More importantly, they’re not terribly reliable. There are times (like night!) when the sun doesn’t shine. Germany (which generates nearly 60% of its power from renewable energy) recently experienced yet another dunkelflaute, i.e. a foggy, doldrum period in which there is neither sunshine nor wind.

This doesn’t work for AI. Tech companies need reliability.

Then there’s coal… which is super reliable, not to mention cheap and efficient. But it’s one of the dirtiest fuels known to man. Google won’t get its hands dirty with that one.

Tech companies love nuclear. They understand it is, by far, the most efficient form of energy known to man. But again, new reactors are 10+ years away. AI needs power now.

And that pretty much leaves natural gas.

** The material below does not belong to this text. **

PR #2971, opened 2024-06-19
MNT Tweak behat test to look for tag with specific attribute itstead of looking for a specifc string in the HTML

maxime-rainville:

The US has oceans of it and barely uses a fraction of its supply. It’s absurdly cheap. In fact, according to the US National Renewable Energy Laboratory, natural gas is THE cheapest fuel source per MW of electrical capacity.

It’s the cleanest of all the conventional sources. Plus, you can construct a new facility in about two years… so new power can come online quickly. And the Big Tech companies have demonstrated that they are more than willing to shell out the cash needed to finance natural gas power plants.

Between these two trends: AI power demand, and the upcoming export boom, natural gas prices are probably going to soar.

We’ve just watched the Dow Jones Industrial Average rise by 7% to an all-time high in the last week. Bitcoin has surged by more than 30% to its all-time high.

That’s nothing compared to what we could see in the natural gas price.

It’s obviously not going to happen in a week, these trends will take longer to unfold. But it’s definitely a good time to look at some of the extremely undervalued natural gas producers whose profits will boom.